YOUR ASSIGNMENT: The lines to copy are those holding the string "that" in the entries below.

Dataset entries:
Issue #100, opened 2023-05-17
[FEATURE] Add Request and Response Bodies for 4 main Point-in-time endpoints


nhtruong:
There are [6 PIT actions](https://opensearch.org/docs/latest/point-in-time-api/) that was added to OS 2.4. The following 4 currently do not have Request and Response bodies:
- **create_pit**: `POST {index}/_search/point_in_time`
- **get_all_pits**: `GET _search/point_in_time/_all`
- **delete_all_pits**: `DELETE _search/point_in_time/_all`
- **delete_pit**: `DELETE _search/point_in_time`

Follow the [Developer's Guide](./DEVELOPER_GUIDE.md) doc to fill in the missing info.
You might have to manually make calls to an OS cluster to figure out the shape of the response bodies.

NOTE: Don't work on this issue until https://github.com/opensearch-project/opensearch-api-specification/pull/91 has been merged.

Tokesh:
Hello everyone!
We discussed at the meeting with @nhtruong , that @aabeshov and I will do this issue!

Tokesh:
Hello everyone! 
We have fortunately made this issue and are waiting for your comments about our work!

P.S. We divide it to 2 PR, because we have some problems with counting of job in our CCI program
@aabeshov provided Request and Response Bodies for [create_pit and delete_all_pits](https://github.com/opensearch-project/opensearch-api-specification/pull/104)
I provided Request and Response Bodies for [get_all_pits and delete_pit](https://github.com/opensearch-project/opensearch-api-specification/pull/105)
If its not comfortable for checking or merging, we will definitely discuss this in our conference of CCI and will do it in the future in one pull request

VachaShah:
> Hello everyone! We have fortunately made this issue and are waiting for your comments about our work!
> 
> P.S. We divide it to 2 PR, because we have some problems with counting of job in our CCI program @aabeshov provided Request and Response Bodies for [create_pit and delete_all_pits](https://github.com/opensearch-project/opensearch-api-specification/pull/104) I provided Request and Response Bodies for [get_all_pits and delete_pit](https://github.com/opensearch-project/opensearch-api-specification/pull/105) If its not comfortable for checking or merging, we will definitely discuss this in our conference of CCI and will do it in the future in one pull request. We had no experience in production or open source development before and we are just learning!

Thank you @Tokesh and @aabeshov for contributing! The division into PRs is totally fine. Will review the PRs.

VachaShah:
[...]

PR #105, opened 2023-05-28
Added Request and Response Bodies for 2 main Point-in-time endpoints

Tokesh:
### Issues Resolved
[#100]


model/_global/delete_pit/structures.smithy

THE ANSWER:
There are [6 PIT actions](https://opensearch.org/docs/latest/point-in-time-api/) that was added to OS 2.4. The following 4 currently do not have Request and Response bodies:
We discussed at the meeting with @nhtruong , that @aabeshov and I will do this issue!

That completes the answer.